Career highlights and awards
- 2× All-Star (2015, 2017);

Medals
Men's baseball
Representing United States
World Baseball Classic
| Gold medal – first place | 2017 Los Angeles | Team |

= Chris Archer =

American baseball player (born 1988)

Christopher Alan Archer (born September 26, 1988) is an American former professional baseball pitcher. He played in Major League Baseball (MLB) for the Tampa Bay Rays, Pittsburgh Pirates and Minnesota Twins.

Archer attended Clayton High School in Clayton, North Carolina. He was drafted by the Cleveland Indians in the fifth round of the 2006 MLB draft. After he was traded to the Chicago Cubs and then the Rays, he made his MLB debut in 2012. Archer was selected to the 2015 and 2017 MLB All-Star Games.

==Amateur career==
Archer attended Clayton High School in Clayton, North Carolina, where he played for the school's baseball team.
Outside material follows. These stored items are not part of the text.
Issue #661, opened 2017-08-14
Images take long time to load


viktorstrate:
Some repositories, with many of images in their readme file, take up to a minute to load, with a decent internet speed. It is so slow, I somtimes open the repository in a browser, just because the images will load faster.

Tunous:
The problem is with https://github.com/slapperwan/gh4a/blob/master/app/src/main/java/com/gh4a/fragment/RepositoryFragment.java#L343 which calls https://github.com/slapperwan/gh4a/blob/master/app/src/main/java/com/gh4a/utils/HttpImageGetter.java#L393.

It's all executed in a single task and updates the text only after all images are loaded. This means that the more the images in a file the longer it will take to load. This is more problematic when viewing files in the file viewer as there the images will delay displaying of the whole file contents.

Example file I found that takes a longer while to open: https://github.com/google/flexbox-layout/blob/master/README.md

MattiaPrimavera:
any particular reason not to replace **AsyncTask** with **Picasso** library async image loading from a web url functionality on this one ?

maniac103:
Yes. After each image load, the HTML content of the readme file needs to be rendered to a format that can be displayed in a TextView again. Doing this after each image would be very inefficient.

Tunous:
Then something else must be slowing that file viewer because my example took much longer to load than other files. (Probably because it's big?)

For the TextView wouldn't it be possible to use layered drawables? (Initially set to layer with loading icon and after load switched to layer with image.) I saw examples of that on stack overflow before. That way it would be still rendered only once and we could use Picasso to do the actual loading of each image separately.

Sadly looking at the current code it'll require a fair bit of rewriting to get it working...

MattiaPrimavera:
@maniac103 if I correctly understood, that means **all the images are downloaded** before the placeholders gets replaced **all at once**, right ?

maniac103:
@MattiaPrimavera Right, exactly that.

PR #718, opened 2017-09-11
Fixing readme loading: Using webview

MattiaPrimavera:
I tried to use a **WebView** for solving #661 

It seems like it does work, no scrolling issues, since vertical one is disabled (still provided by the parent view) while the horizontal scroll stays enabled on the WebView. 

This leads to : 
- deleting **FillReadmeTask**
- deleting **lifecycle** methods linked to **HttpImageGetter** 
- delegation of html content rendering and images loading to the **WebView**


maniac103:
#661 already **is** fixed, though.

MattiaPrimavera:
What I meant is that in one of last discussion I've been told that WebView has been avoided to load the Readme and a custom solution had been prefer because of scrolling issues of nested views ... 

Wouldn't it be nice to delegate all this custom implemented behaviour to **WebView** ?

maniac103:
> What I meant is that in one of last discussion I've been told that WebView has been avoided to load the Readme and a custom solution had been prefer because of scrolling issues of nested views ...

Yes, among other things, in particular styling. For comparison, two screenshots of the Octodroid repo being displayed, with current solution and WebView:

Current:
screenshot_1505113971

WebView:
screenshot_1505114136

The WebView styling simply doesn't fit in as well, at least not without applying a lot of CSS magic.
Also, please note that we **can't** use horizontal scrolling, because horizontal swipes switch between tabs.

> Wouldn't it be nice to delegate all this custom implemented behaviour to WebView ?

Maybe, but we'll need to keep the custom handling for issue/PR comments anyway.

MattiaPrimavera:
> Maybe, but we'll need to keep the custom handling for issue/PR comments anyway.


Why is that? I obviously considered possibility of adjusting the solution, for the moment it was just trying to check if it was possible. 


Shouldn't the WebView handle horizontal scrolling for itself while swipe to move to other tabs should be provided by the activity?

maniac103:
> Why is that? I obviously considered possibility of adjusting the solution, for the moment it was just trying to check if it was possible.

Because having one WebView per issue comment view totally destroys performance. Yes, we've tried.

> Shouldn't the WebView handle horizontal scrolling for itself while swipe to move to other tabs should be provided by the activity?

Yes, but different horizontal swipe behaviour depending on where you swipe is bad from a UX perspective - it's just confusing.

MattiaPrimavera:
> Because having one WebView per issue comment view totally destroys performance. Yes, we've tried 

Yep I can imagine ... 

> Yes, but different horizontal swipe behaviour depending on where you swipe is bad from a UX perspective - it's just confusing. 

Isn't this what the app currently provides in **RepositoryFragment**?

maniac103:
> Isn't this what the app currently provides in RepositoryFragment?
No, RepositoryFragment doesn't scroll horizontally.

Tunous:
> Yes, but different horizontal swipe behaviour depending on where you swipe is bad from a UX perspective - it's just confusing.

Generally yes, but if the target area is easily distinguishable (like code blocks) then there should be no confusion. 

@MattiaPrimavera Did you test how horizontal scrolling works in code blocks with long text. From my experience WebView doesn't work well with ViewPager. (But maybe they fixed it)

Right now this pull request is a no go. Not before the WebView gets styling rules to look similar to what TextView based readme looks like. And I think we actually need these styling rules for the preview in comment editor so pull request improving that would be great on its own.

MattiaPrimavera:
@Tunous well I tried scrolling **horizontally** on a long text, if that's what you mean yes ... it looked like working 

> Right now this pull request is a no go. Not before the WebView gets styling rules to look similar to what TextView based readme looks like. And I think we actually need these styling rules for the preview in comment editor so pull request improving that would be great on its own. 

Totally agreed, the intention was not replacing with something uglier :P of course, but trying to see if a **WebView** could be used instead ;) 

> Because having one WebView per issue comment view totally destroys performance. Yes, we've tried 
@maniac103 Did you try as well within a `RecyclerView` ?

He signed a letter of intent to attend the University of Miami, but decided to turn professional after high school. Archer pitched to an 8–3 win–loss record with a 1.75 earned run average (ERA) during his senior season at Clayton.

==Professional career==
===Cleveland Indians===
Archer was drafted by the Cleveland Indians in the fifth round of the 2006 MLB draft. He joined the Rookie-level Gulf Coast Indians after signing. He also pitched in one game for the Burlington Indians of the Rookie-level Appalachian League.
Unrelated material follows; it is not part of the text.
PR #723, opened 2017-09-11
Use code viewer text size setting for diff view in review.

maniac103:
@Tunous Thoughts? I'm unsure whether to do this or to just make the diff font a little smaller; it's currently a bit large for my taste.

### DIFF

Archer remained with the Gulf Coast Indians to start the 2007 season. In 2008, Archer had a 4–8 win–loss record in 27 games started for the Lake County Captains of the Single–A South Atlantic League.

===Chicago Cubs===
On December 31, 2008, Archer was traded, with John Gaub and Jeff Stevens to the Chicago Cubs for Mark DeRosa.

Archer pitched for the Peoria Chiefs of the Single–A Midwest League during the 2009 season, and was 6–4 with a 2.81 ERA and 119 strikeouts (seventh in the league) in 109 innings while leading the league with 66 walks, and not allowing any home runs.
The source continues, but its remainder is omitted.